The database contains:

  • Years: 2014 and 2018 World Cup tournaments
  • Teams: 24 unique national teams
  • Games: 32 tournament matches
  • Rounds: Final, Third Place, Semi-Final, Quarter-Final, Eighth-Final

Teams Included

France, Croatia, Belgium, England, Russia, Sweden, Brazil, Uruguay, Colombia, Switzerland, Japan, Mexico, Denmark, Spain, Portugal, Argentina, Germany, Netherlands, Costa Rica, Chile, Nigeria, Algeria, Greece, United States

🎯 Learning Objectives

This project demonstrates proficiency in:

  1. Database Design

    • Creating normalized table structures
    • Implementing foreign key relationships
    • Setting up proper constraints
  2. Data Import/ETL

    • Processing CSV files with shell scripts
    • Handling data validation and deduplication
    • Maintaining referential integrity during import
  3. SQL Querying

    • Writing complex JOIN queries
    • Using aggregate functions
    • Implementing conditional logic
    • String manipulation and pattern matching
  4. Shell Scripting

    • File processing and data manipulation
    • PostgreSQL integration
    • Environment-specific configurations

🔍 Key Technical Concepts

  • Normalization: Separating teams and games into related tables
  • Foreign Keys: Ensuring data integrity across tables
  • PSQL Integration: Using command-line PostgreSQL operations
  • CSV Processing: Reading and parsing structured data files
  • Conditional Logic: Implementing data validation in shell scripts

📈 Potential Extensions

Future enhancements could include:

  • Additional tournament years
  • Player statistics and lineups
  • Match locations and venues
  • Tournament bracket visualization
  • Performance analytics and trends

🏅 Course Context

This project is part of the FreeCodeCamp Relational Database Certification, specifically the "Build a World Cup Database" project.
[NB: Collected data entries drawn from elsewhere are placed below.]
PR #306, opened 2019-03-26
Fix Track X3D export.

### LINKED ISSUE #305: Crash when Exporting Robot with Track to X3D
**Describe the Bug**
If Webots is started with the `--enable-x3d-meta-file-export` option it will crash when exporting to X3D a robot with track nodes.

DavidMansolino:
Fix #305

### DIFF
--- a/src/webots/nodes/utils/WbWorld.cpp
+++ b/src/webots/nodes/utils/WbWorld.cpp
@@ -421,9 +421,7 @@ void WbWorld::createX3DMetaFile(const QString &filename) const {
       const WbBaseNode *deviceBaseNode = dynamic_cast<const WbBaseNode *>(device);
       const WbJointDevice *jointDevice = dynamic_cast<const WbJointDevice *>(device);
       const WbMotor *motor = dynamic_cast<const WbMotor *>(jointDevice);
-      if (motor && !jointDevice->joint())  // special Track motor case
-        deviceObject.insert("type", "Track");
-      else if (deviceBaseNode)
+      if (deviceBaseNode)
         deviceObject.insert("type", deviceBaseNode->nodeModelName());
 
       if (jointDevice && jointDevice->joint()) {  // case: joint devices.
@@ -447,6 +445,8 @@ void WbWorld::createX3DMetaFile(const QString &filename) const {
             WbVector3 v = m.translation();
             if (!v.almostEquals(WbVector3()))
               deviceObject.insert("transformOffset", v.toString(WbPrecision::FLOAT_MAX));
+            if (motor)
+              deviceObject.insert("track", "true");
             break;
           } else {
             const WbAbstractTransform *transform = dynamic_cast<const WbAbstractTransform *>(parent);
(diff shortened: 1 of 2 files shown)


stefaniapedrazzi:
:eyes:

stefaniapedrazzi:
Oops.. there was no thumb up..

DavidMansolino:
Indeed, it's not ready (sorry I forget to put 'draft' PR and once it is created you can't change anymore :-/ )

DavidMansolino:
test me

DavidMansolino:
test me

DavidMansolino:
:+1:

DavidMansolino:
(result visible here: https://www.cyberbotics.com/doc/guide/telemax?version=feature-telemax-robot)

stefaniapedrazzi:
:eyes:

DavidMansolino:
> Maybe it would be better to list the Track motors in the LinearMotor section with all the other motors given that it is a normal LinearMotor node.

This is what I did initially but the problem is that any node in this section will have the slider to move it, and since our viewer doesn't support moving track node it looks a bit strange to have this useless slider. I will improve it to not show the slider in this case (even so the goal of this PR was initialyl to hotfix the crash and not extend our viewer).

stefaniapedrazzi:
Alternatively if it doesn't look consistent to not have sliders you could maybe just change the section name from "Track" to "Track motors".

DavidMansolino:
> Alternatively if it doesn't look consistent to not have sliders you could maybe just change the section name from "Track" to "Track motors".

That's the first things I tried but our viewer is probably checking for the 'motor' string as it was displaying sliders for this new category too :rofl:

DavidMansolino:
Now they are in the LinearMotor section but without the slider:
Capture du 2019-03-26 16-25-44

DavidMansolino:
test me

DavidMansolino:
test me

DavidMansolino:
:+1:

stefaniapedrazzi:
:eyes:

src/webots/nodes/utils/WbWorld.cpp
```diff
@@ -445,6 +445,8 @@ void WbWorld::createX3DMetaFile(const QString &filename) const {
             WbVector3 v = m.translation();
             if (!v.almostEquals(WbVector3()))
               deviceObject.insert("transformOffset", v.toString(WbPrecision::FLOAT_MAX));
+            if (motor)
```
stefaniapedrazzi: It doesn't seem correct to assume that if a device has a motor but it is not a joint, then it is a `Track` device.
A `Propeller` has a motor too, so with the current code the `Propeller` motor is tagged with the `track` flag.
I think that here an additional type check is needed to set the track flag correctly just for Track motors.

DavidMansolino: Very good point, I did forget the propeller case.

DavidMansolino:
test me

DavidMansolino:
test me

DavidMansolino:
:+1:

PR #308, opened 2019-03-26
Fix disabled Fog when visibilityRange is 0

### LINKED ISSUE #307: Fog.visibilityRange 0 doesn't disable the fog as stated in the documentation
If the `Fog.visibilityRange` is 0.0, all the objects (but not the textured background) are completed blended by fog.

But the documentation states that value 0.0 should disable the fog node:
https://github.com/omichel/webots/blob/master/docs/reference/fog.md#L16

stefaniapedrazzi:
Fix #307: as stated in the docs if the `Fog.visibilityRange` is 0, then the Fog node is disabled.

### DIFF
--- a/src/webots/nodes/WbFog.cpp
+++ b/src/webots/nodes/WbFog.cpp
@@ -142,13 +142,15 @@ void WbFog::updateVisibilityRange() {
 void WbFog::applyChangesToWren() {
   assert(isFirstInstance());
 
+  WrSceneFogType fogType = mWrenFogType;
   float density = 0.0f;
   if (mVisibilityRange->value() > 0.0)
     density = 1.0 / mVisibilityRange->value();
-
+  else
+    fogType = WR_SCENE_FOG_TYPE_NONE;
   const float color[] = {static_cast<float>(mColor->red()), static_cast<float>(mColor->green()),
                          static_cast<float>(mColor->blue())};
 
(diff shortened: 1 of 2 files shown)


stefaniapedrazzi:
test me

stefaniapedrazzi:
:+1:

src/webots/nodes/WbFog.cpp
```diff
@@ -142,13 +142,15 @@ void WbFog::updateVisibilityRange() {
 void WbFog::applyChangesToWren() {
   assert(isFirstInstance());
 
+  WrSceneFogType fogType = mWrenFogType;
   float density = 0.0f;
   if (mVisibilityRange->value() > 0.0)
     density = 1.0 / mVisibilityRange->value();
-
+  else
+    fogType = WR_SCENE_FOG_TYPE_NONE;
```
DavidMansolino: This makes perfectly sense but is not 100% coherent with the doc, as in the doc we say it should be 0.0 and not <= 0.0 (we should probably improve the doc).

stefaniapedrazzi: Negative values are not supported and if the visibility value is negative it is automatically set to 0. So it should not be possible that `mVisibilityRange` is less than 0.0.
https://github.com/omichel/webots/blob/75eca6004007b2d3b865e6a0aafffc9d6a2aba18/src/webots/nodes/WbFog.cpp#L135

In the doc it is already specified thant visibilityRange is in the range from 0 to inf, so it doesn't seem necessary to change it.

PR #312, opened 2019-03-27
Add Support for Normal in IndexedFaceSet

DavidMansolino:
This is a trial of adding normal support for the indexedFaceSet.
Remainings task:
  - [x] Normal per face.
  - [x] Triangle mesh cash.
  - [x] Doc.
  - [x] Tests.


DavidMansolino:
test me

DavidMansolino:
test me

DavidMansolino:
test me

DavidMansolino:
test me

DavidMansolino:
test me

DavidMansolino:
test me

DavidMansolino:
test me

DavidMansolino:
I have checked with the normals from the universal robot URDF model and it is working as expected. Unfortunately, the result is better with the crease angle than with the normal from the URDF (which are probably not set manually), but at least it proves that the normal in Webots are working as expected.

DavidMansolino:
:+1:

DavidMansolino:
test me

DavidMansolino:
test me

DavidMansolino:
:+1:

omichel:
:eyes:

DavidMansolino:
test me

DavidMansolino:
test me

DavidMansolino:
@omichel I definitely can't reproduce the problem that you have with the test suite that is not failing when expected. I tested, on my Linux environment, Windows environment and on Jenkins.
In all the cases if I remove the normals or I move the shape the test fails, the only minor exception is if I don't move the shape enough (because since it reflects the upper background as long as the camera doesn't see the border of the shape the image remains the same).

omichel:
The tests are now failing when they should on Windows. Thank you for investigating this.

PR #313, opened 2019-03-27
Fix GPU memory reading on AMD graphics cards

omichel:
As reported by a user the GPU memory reading on AMD graphics cards was broken, probably due to an update of the AMD driver. This PR fixes the problem.


omichel:
test me

omichel:
Messed-up with bad merge, restarting from a clean branch.

PR #316, opened 2019-03-28
Fixed the display of pi and added explanation about formula

### LINKED ISSUE #309: HTML PI encoding not interpreted in code block
In https://www.cyberbotics.com/doc/reference/pointlight the PI character is still displayed as `&pi;`.

Probably it is correct that in the code block everything is written as is and it is not interpreted, but in this case it would be better to just show `pi` instead of `&pi;`.

omichel:
Fix #309.
Preview: https://www.cyberbotics.com/doc/reference/pointlight?version=fix-pi-display


omichel:
👍

PR #336, opened 2019-04-04
Cleanup threadingPolicy.

### LINKED ISSUE #268: General/threadingPolicy Preference Usefulness
**Describe the Bug**
The ``General/threadingPolicy`` preference is not documented anywhere and it is not possible to change it from the user interface.
Does someone know what it is/was used for? Is it still used (in this case it should be documented, at least on the wiki if used for debugging) or can we remove it?

https://github.com/omichel/webots/blob/0aee13196d44be0aea6232113224f4b8255efb9e/src/webots/core/WbPreferences.cpp#L67
https://github.com/omichel/webots/blob/0aee13196d44be0aea6232113224f4b8255efb9e/src/webots/engine/WbSimulationWorld.cpp#L323

DavidMansolino:
Fix #268.


DavidMansolino:
test me

DavidMansolino:
:+1:

PR #345, opened 2019-04-08
 Fix controller builds using a custom Java Makefile.

fabienrohrer:
When compiling a Java controller in the GUI having a custom Makefile, `make -jX` is called. The first rule of the Makefile is called in this default case. Currently, the first rule is `clean`; this mechanism is broken.


fabienrohrer:
test me

fabienrohrer:
👍

PR #356, opened 2019-04-09
Convert textures from PNG to JPEG to save disk space and network bandwith

omichel:
Textures images shouldn't be stored as PNG unless they need an alpha channel or the equivalent JPEG file is smaller than the PNG (rare). The JPEG images created in this PR are based on a 95% JPEG quality, which is very high and the human eye can hardly see the difference from the original PNG.


omichel:
test me

omichel:
👍

fabienrohrer:
According to our conventions, this PR should target the 'revision' branch (this is not an urgent doc modification).

fabienrohrer:
(otherwise, everything seems to work well)

omichel:
> According to our conventions, this PR should target the 'revision' branch (this is not an urgent doc modification).

I am not sure where it is specified, it should be on [this page](https://github.com/omichel/webots/wiki/Git-workflow), but nothing is specified about that.

This PR is not a new feature, neither a bug fix, it may be considered as a cleanup, so for me, it is unclear whether it should go to the master branch or the revision branch.

fabienrohrer:
We discussed about this something like 2 weeks ago and we agreed. Don't you remember?
We can come back on this decision if you would like.

fabienrohrer:
It is a matter of what is the status of the master branch for the users. If we don't respect this, there is no need of a revision branch.

omichel:
Whatever we decide, it should be documented on the wiki.
Let's re-discuss this on Monday.

DavidMansolino:
I agree with Fabien, we already discussed about this (maybe more 1month ago than 2 weeks) and for me it was clear, except doc fix everything should go to revision (we should at any time be able te compile from master a release package that doesn't need to be tested). But you are right Olivier, this should be clearly documented.

omichel:
Replaced by #359 targeting the revision branch.

PR #357, opened 2019-04-10
Fix check for Hinge2Joint ancestor when inserting a Muscle

stefaniapedrazzi:
Muscle are not available for Hinge2Joint, but the check was mistakenly checking the whole ancestor hierarchy instead of stopping at the first joint instance.


stefaniapedrazzi:
test me

stefaniapedrazzi:
:+1:

DavidMansolino:
:eyes:

PR #366, opened 2019-04-15
Improve default SpotLight.beamWidth value

stefaniapedrazzi:
Currently the default values match the VRML ones but it is not a valid setup in Webots given that there is the constraint that `beamWidth` has to be less or equal to `cutOffAngle`.


stefaniapedrazzi:
test me

stefaniapedrazzi:
Wrong target branch.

It serves as a practical application of database concepts including:

  • Database creation and management
  • Table relationships and foreign keys
  • Data import and validation
  • Complex SQL query writing
  • Shell script automation

The project demonstrates real-world database skills applicable to sports analytics, data management, and backend development roles.